Pell. The Anomalous Research Unit. Monitoring Marcus. Monitoring Kael. Collecting data on the prototype's field performance while the handler who didn't know he was being used brought the test subject to the testing site.
The board was bigger than he'd thought. Deeper. And the pieces that were moving on it, Dorian, Varen, Pell, the Chronos Collective, might not all be playing the same game.
Some of them might not even know they were playing.
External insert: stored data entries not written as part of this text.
PR #1085, opened 2020-04-09
Create app launch workload

robF8:
* Created applaunch workload that is not dependent on app launch interface.

### DIFF
--- a/wa/workloads/adb_applaunch/__init__.py
+++ b/wa/workloads/adb_applaunch/__init__.py
@@ -1,0 +1,197 @@
+import os
+import re
+import time
+
+from wa import Parameter, Workload, WorkloadError, File
+from wa.utils.types import list_or_string
+
+LAUNCH_TIME_TYPE_DISPLAYED = 'displayed'
+LAUNCH_TIME_TYPE_FULLY_DRAWN = 'fully_drawn'
+
+COMMON_APPS = {'camera' : 'com.google.android.GoogleCamera',
+               'reddit' : 'com.reddit.frontpage',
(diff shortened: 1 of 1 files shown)


marcbonnici:
Could you please explain what the benefit and differences are of this workload over the existing applaunch workload?

robF8:
This workload allows launching any app as opposed to the existing workload which only allows you to launch apps which already have a workload that implements ApplaunchInterface. It also allows for launching specific activities of any app and measuring start up time.

marcbonnici:
The aim behind the `ApplaunchInterface` was to provide a clean way of adding support for measuring the time taken to launch any workload that implemented the interface and check it has loaded correctly.
What sort of measurements etc. do you get from this workload compared to the other?

robF8:
They measure the same thing. This workload checks whether the app has launched correctly by making sure Displayed or Report fully drawn have been logged by the Activity Manager. It's intended to be a more lightweight version of the existing applaunch workload, for example if you wanted to gather app launch data for 50 different apps, you could do so without having to produce and maintain 50 different workloads. I realise that the two workloads are fairly similar however I didn't want to replace the existing applaunch workload since it allows for more control in setting up activities etc

setrofim:
>  realise that the two workloads are fairly similar however I didn't want to replace the existing applaunch workload since it allows for more control in setting up activities etc

Why not add the features of this workload to existing one, possibly configurable as an option? I don't want to bloat the workload list with nearly identical entries so that an unfamiliar user won't know how to chose between them. Plus this unnecessarily duplicates functionality and adds to our maintenance burden.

He pocketed his phone and walked home, and his right hand, the one with the fingertip that was slightly less grey than the rest, the one that a fifteen-year-old boy had touched with bare fingers and partially healed with the power everyone called a curse, swung at his side in the afternoon light, carrying the evidence of something that no conspiracy board could map.
A moment of genuine connection, earned without strategy, in a garden full of things that were still growing.